### [The data]
Segment Open

PR #3663, opened 2020-11-23
Clustered consumer keeps local registration when unregistered

### LINKED ISSUE #3662: Clustered consumer keeps local registration when unregistered
A method name was changed in `EventBusImpl` but not updated in `ClusteredEventBus` while re-working the clustering SPI.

Segment Closed

The answer should consist solely of the lines from the one that contains "### LINKED ISSUE" through the end of the material above, copied exactly.

### [Finished exercise]
### LINKED ISSUE #3662: Clustered consumer keeps local registration when unregistered
A method name was changed in `EventBusImpl` but not updated in `ClusteredEventBus` while re-working the clustering SPI.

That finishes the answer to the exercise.